The Pawnshop Window - by Fay Wall
It attracts my attention, oh the things I do see.
There are brooches and rings of silver and gold
Alarm clocks and watches, some very old
A Westminster chime with a shiny face
Placed high on a shelf in pride of place.
People's possessions once treasures of theirs
End up among the pawnbroker's wares.
A picture framed, a stag at bay
The Scottish hills look out on decay.
Silver spoons all tarnished and brown
The box inlaid with blue velvet
Says silver crown.
Three brass balls
Companions of poverty
That sum up bad days
Of pick pockets and squalor.
Fagin, Shylock, and others that follow
Humiliation and distress, when bad luck calls
One never knows which side the coin falls.
There's clothing made of satin and laces
Ladies stays with very long laces
All faded with age. Well I'm not amazed
They will have seen much better days.
Slippers for dancing from some happy feet
They are red and sparkle, still very neat.
Carpets and rugs rolled and tied with string
Stand like soldiers awaiting the king.
A genuine flying carpet with long tassels and fringe
Conjures up Arabian nights, oh no! It's been singed.
In the corner there's a fly in the dust, on its back
With its legs held high. It's buzzed its last buzz
In this mausoleum
Gone to a great place in the sky
Where no one will see him.
I am curious to know who would pledge
A hammer, a drill, and a thing for a ledge
Tools of a tradesman down on his luck.
Was there no work? To make a quick buck
What a sin
If he'd no money to redeem them again.
Every thing has a story to tell.
Open the door and ring that bell.
Humbled by circumstances
Beyond their control
There's not much money when you're on the dole.

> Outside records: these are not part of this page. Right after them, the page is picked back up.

PR #411, opened 2019-03-04
Add  hms_government absolute_monarchy Iraq

bootyeater420:
The Iraqi monarchy was dominated by Sunni Arabs as such should be represented in the change primary culture decision


settintotrieste:
You'll need to add an OR = { government = hms_government .... } for it to work or it will check for a country with hms and absolute monarchy government type which won't exist.

bootyeater420:
Sorry a little rusty when it comes to Modding

PR #412, opened 2019-03-10
Update eurasia.txt

JohnLockers:
Allow mena region nations to join Eurasia, Eurasia join decisions now only require nation to be sphered by Eurasia or Russia


settintotrieste:
I want it to be such that only states bordering Eurasia or Russia can join. This is because my impression of a Eurasian superstate is one where it is a continuous bloc.

Issue #330, opened 2018-01-14
Trade Block Ambition for nationalist/dictatorships


JohnLockers:
I noticed that Eurasia and other authoritarian trade blocks are difficult to enter for the reason that the "An Open Market - Trade Block Ambition" decision is required. This decision requires a free trade policy and an election, or market communists to be in power. Perhaps authoritarian unions should be able to skip this step, or more options could be added to compensate for this.

PR #413, opened 2019-03-10
Update eurasia.txt

JohnLockers:
Remove requirement of flag trade_bloc_ambition - allows dictatorships to join easier issue #330


settintotrieste:
The flag is needed to prevent Eurasia from annexing the country if its in another trade bloc.

PR #414, opened 2019-03-11
Preliminary occupation zones

nerd73:
This patch adds the occupation zones (Germany, Austria, Manchuria, Korea) as puppets with a special government type. It also updates the establishment of those countries to reflect these new additions.

Occupation Zone governments have a -0.2 modifier for prestige and a -100% modifier for diplomatic relations. They are also forbidden from joining the UN in any form (both observer and full).

Another change is that the Soviet puppet governments (besides the zones) can now join the UN fully.


settintotrieste:
May I know the purpose of changing the current system? 
I’m not in favour of adding 400 plus flags, a new government type just for a feature that accounts for only 5 years in game. I would be better, in my opinion, to just create separate tags for the occupied territories with an event to mark which is which and another event to change_tag in the event that any accidentally become independent. Then edit the events to reference these nations.

settintotrieste:
Dynamic occupation zones can be modelled via the existing mandate government type.

settintotrieste:
Redone the occupation zones mechanic

PR #415, opened 2019-03-15
Politics

Glariamn:
Added ideologies of Social Democracy, Social Liberalism, Fascism and National Conservatism
Strengthened Socialist Movement
It works, but is mostly just there for being fancy
It is your decision if you choose to include it
If yes work will be continued and everything added needed for it to be fully incorporated into the mod


settintotrieste:
Thank you for your contribution however I’m not keen to add these new ideologies in because it will involve a massive amount of work to add them in properly. Adding to the current list of ideologies will involve adding new parties to every country and redoing all events and decisions to reference these to avoid bugs like repeating decisions.

Outta-my-way-burrocrat:
@Glariamn would you like to start working on this old CWE politics update again? The code history can be recovered from this PR using `git fetch upstream pull/415/head:glariamn_politics_recreated` on CLI

ccfox:
All of those ideologies aside from social democracy are adequately represented now. Victoria II can't really handle a whole lot of ideologies, both for optimization reasons and practical considerations with how ideology works in game.

Glariamn:
The political aspect of the game has more in common with Samuel Huntingtons rubbish or stuff like Mackinders Heartland theory than to more orthodox views on politics imho.

Not to say that it's the fault of CWE (which tried to remedy much of it) rather than the original mod it built upon (that had rather problematic conspiracy stuff associated with the far right) and i wouldn't touch upon it again if possible. 

Idk how much has changed, but from the looks of it fantasy aspects like irredentism are still in the mod instead of many irl claims and border disputes that could have been.

The political change i made 4 years ago was rejected even if it was an attempt to replace some of the political ideologies (looking at you big tent, market communism and populism) with something more universally acceptable.

ccfox:
Slight correction, the mod CWE is based on - nwo - is not the 'original mod'. If I have the order right, it was built off of a modern day mod, which was built off of a WWII mod, which was built off of an even older mod that itself incorporated other mods. Part of why its a mess is that, there was never an effort to deconstruct it, and now its kind of too late to do it for CWE2 - hopefully for Victoria 3 it will be better. However, even still, since I became more active in helping out with the mod I've been trying to target and remove all of that stuff - though there's a lot of it, I don't have much time to scout it out, and people only sporadically point out specific things.


Speaking to explicitly the ideologies - Victoria 2 can't really handle that much many more. The game engine is pretty dicked. More ideologies not only means more lag, but also that the ideologies will not function as fully intended. Pops kind of drift from ideology to ideology, with hardcoded elements making it even more difficult to work with. Hopefully when paradox ceases to add feature creep stuff that doesn't matter - like a focus on individual characters - to Victoria 3 and decides to flesh out the politics we can have a more workable ideology system there. I've already made proposals on the server that people seem to enjoy, though I still try to utilize the method of attempting to keep things simple.
________________________________

PR #418, opened 2019-04-01
United States election event revamp

nerd73:
US flavor events were railroaded regardless of election event choices. (such as Nixon resigning from the presidency even if humphrey/mcgovern are picked). This fixes that and also improves the events in minor other ways, and gives the option to disable them. If they're disabled, the historical path is taken with regards to political flavor events.


settintotrieste:
Thanks, this is good however the ai chance factors must be in 0.X for X% as anything more than 1 will be regarded by the game as 100% and it will select the first option with 100% chance all the time. I noticed that some of the election events also don’t have a check for the disable US election rigging flag. Lastly I feel that the disable US election rigging decision should cap its appearance to the last election event (eg. year = 1990) so it doesn’t appear anymore once all events have fired.

nerd73:
The election events that don't have a check are just later parts of event chains (like the watergate event chain)

PR #466, opened 2019-12-12
No more RICE economy tweak.

Etaglibash:
Erased rice form the face ot the earth. Changed every reference to it to grain. Even the good icon.
Tweaked factories so that they need electric gear, and other changes in the maintenace. Oil is now much more important to the economy.
Changed basic factories like machine parts, electricity and electric gear so that they dont need the same goods they produce (electricity plant makes its own power, so they dont need it for its own maintenance).
Tweaked beverage, canned food and alcoholic beverages factories. 
Tweaked pop needs.

I addresed your concerns settintotreiste. Changed building costs and factory production.


Etaglibash:
It NEEDS map cache erasing and new game to work.!! Wont work on save games!

settintotrieste:
Thanks, I like your work however I need to request a few changes before I can add it in.

Can you revert the factory building cost to the original amounts? Based on my previous testing, this amount tends to balloon to extremely large amounts for communist states which sucks up all the resources in the world eventually.

I would advise against increasing the factory good demand or outputs too much because by the end game, factory levels tends to rise to around +300 which pumps too many goods into the game causing extreme lag. Also, the earlier amounts were balanced to keep all base profits profits around 50% to avoid encouraging the ai to spam the most profitable factories.

Etaglibash:
Hi settin. I addressed your concerns in this new commit. I wasnt aware that factory buildong costs were that important. I lowered them all but kept the electrical gear costs. They are modern factories after all. I lowered the outputs I increased. 
My concern about that is that some factories seem never able to be profitable, even if their goods are demanded. Specially clothes, footwear and canned food. Need more testing on this.

Etaglibash:
Changing back the fabric and clothes and footwear factories. If they produce less, they are not profitable even if the product is at 20$ and they trash the entire economy.

settintotrieste:
The changes look alright. I'll add it in

settintotrieste:
I noticed that everyday clothes is listed under industrial goods, could you help me to move it back to consumer goods?

PR #468, opened 2019-12-13
Artisan Overhaul + localisation fixes

Etaglibash:
Also fixed the clothes good being in the industrial category. Switched it with electric gear, wich was in the consumer goods category.


settintotrieste:
Thanks however I cannot incorporate your localisation file directly due to problems with github encoding csv files. 

You can however list down the localisation changes you made and I will add it in for you.

PR #477, opened 2019-12-24
Various econ fixes, factory bonnuses and some event fixes

Etaglibash:


settintotrieste:
I approve of all changes. I noticed that you removed the has_country_flag = deny_superstate requirement in the mesoamerica decision. That flag is required to allow sphere leaders to decide if their spherelings can join local trade blocs.

PR #481, opened 2019-12-29
Update regions to better represent the post war border

HKKNNT:
-update China's states(regions) to match mordern China more
-update some South Asia states to better represent the post war border
-fix map positioning of 1563(Jinan)


settintotrieste:
Does the number of old regions more or less match the new number of regions? I have a rule to avoid reducing regions to avoid impacting the economy of the country due to the 8 factory per state issue.

HKKNNT:
Updated
Numbers of regions didn't change 
Didn't change any with East/West North/South too
Just removed those with strange names

PR #486, opened 2020-01-04
India, China interface update

HKKNNT:
-map update for western part China
-merge India's North Bengal region to West Bengal region, create Ladakh region
-remove Tibet region for India, create Arunachal Pradesh region
-reorganize Northern Kashmir, Eastern Kashmir, Western Kashmir to Kashmir region and Ladakh region, same region numbers for all involved countries
-minor change for Greater Tibet decision
-name update for Tajikistan
-interface update for POP screen


settintotrieste:
Thanks however Aksai Chin needs to be in its own state to prevent China and India from grabbing unwanted territory if they try to seize it though CB.

HKKNNT:
updated

PR #489, opened 2020-01-11
1 New province

HKKNNT:
-add Aouzou Strip in Chad for Toyota War between Chad and Libya
-update region setting for Chad to post ww2
-update naming of Nigeria's region's
-fix xec_enlarge_union


settintotrieste:
Thank, I like it. Could you help me make a province for Anguilla as well?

To sell their treasures, they had but few
But such is must when the rent is due.
In this window, what do I see?
Mill girls and miners, I'm glad it's not me.
Shawls and clogs
It's the school of hard knocks.
The Mirror - by Fay Wall
It's a bit too high to see my face
Then I don't want to stand and stare
That's not the reason the mirror's there
It reflects the light and
Makes the room nice and bright
But that's not the reasons the mirror's there
It's a focal point for all to see
It's clear and round, it means a lot to me
It's a bit of old, a bit of new
A story I would like to tell to you:
The frame you see isn't new
When my parents wed in '22
Their wedding picture was in there
The bride and groom without a care
A wedding gift, a rosewood frame
For Fred and Mary there's none the same
The picture hung upon the wall
In the parlour down the hall
The family grew, a happy crew
but laughed at the style of year '22
The bombs and the blitz caused disaster
The picture fell with all the plaster
The glass was broke, the picture damaged
To restore it we could not manage
So the mirror replaced the picture
My reflection I care to see
I have a mental picture
of Fred and Mary smiling at me.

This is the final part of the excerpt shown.